- Dataset records -
PR #2926, opened 2023-01-06
fix: react 18 - fix reakit ssr issues with portals

adamb-92:
# Reakit SSR Fix

We realised that Tooltip component was failing when using Nextjs 13 (React 18).

We found these two GitHub issue:

- [https://github.com/ariakit/ariakit/issues/656](https://github.com/ariakit/ariakit/issues/656)
- [https://github.com/ariakit/ariakit/issues/844](https://github.com/ariakit/ariakit/issues/844) 

There's a linked PR to the first one but it is still a draft: [https://github.com/ariakit/ariakit/pull/802](https://github.com/ariakit/ariakit/pull/802)

We managed to reproduce that PR fix on [codesandbox](https://codesandbox.io/p/sandbox/heuristic-knuth-lk4m55) changing the dependency in the package.json to that commit:

```json
"reakit": "https://pkg.csb.dev/reakit/reakit/commit/b6285795/reakit"
```

This PR aims to integrate those changes into @twilio-paste/reakit-library, using the fix above wouldn't work well as the base of the branch of the `b6285795` commit is some releases older.

**Contributing to Twilio**

### DIFF
--- a/packages/paste-libraries/reakit/src/Tooltip/Tooltip.tsx
+++ b/packages/paste-libraries/reakit/src/Tooltip/Tooltip.tsx
@@ -1,0 +1,78 @@
+import * as React from 'react';
+import {createComponent} from 'reakit-system/createComponent';
+import {createHook} from 'reakit-system/createHook';
+import {useForkRef} from 'reakit-utils/useForkRef';
+import {getDocument} from 'reakit-utils/getDocument';
+
+import {useDisclosureContent} from '..';
+import type {TooltipStateReturn, DisclosureContentHTMLProps, DisclosureContentOptions} from '..';
+import {Portal} from '../Portal/Portal';
+import {TOOLTIP_KEYS} from './__keys';
+import globalState from './__globalState';
+
+export type TooltipOptions = DisclosureContentOptions &
+  Pick<Partial<TooltipStateReturn>, 'unstable_popoverRef' | 'unstable_popoverStyles'> & {
+    /**
+     * Whether or not the tooltip should be rendered within `Portal`.
+     */
+    unstable_portal?: boolean;
+  };
+
+export type TooltipHTMLProps = DisclosureContentHTMLProps;
+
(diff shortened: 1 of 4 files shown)


eyerean (approved):

packages/paste-libraries/reakit/src/Tooltip/Tooltip.tsx
```diff
@@ -0,0 +1,78 @@
+import * as React from 'react';
+import {createComponent} from 'reakit-system/createComponent';
+import {createHook} from 'reakit-system/createHook';
+import {useForkRef} from 'reakit-utils/useForkRef';
+import {getDocument} from 'reakit-utils/getDocument';
+
+import {useDisclosureContent} from '..';
```
TheSisb, line 7: issue (blocking): we should import these types from reakit directly, because right now there's a circular dependency.

Tooltip.tsx imports from `..` (index.tsx) and index.tsx imports from Tooltip.tsx.

This can cause issues

packages/paste-libraries/reakit/src/index.tsx
```diff
@@ -10,6 +11,7 @@ export {
   CompositeGroup,
   CompositeItem,
   // https://reakit.io/docs/disclosure/
+  useDisclosureContent,
```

- Your assignment -
Using the records above, copy every line that has the word "packages" in it.

- Response to this exercise -
--- a/packages/paste-libraries/reakit/src/Tooltip/Tooltip.tsx
+++ b/packages/paste-libraries/reakit/src/Tooltip/Tooltip.tsx
packages/paste-libraries/reakit/src/Tooltip/Tooltip.tsx
packages/paste-libraries/reakit/src/index.tsx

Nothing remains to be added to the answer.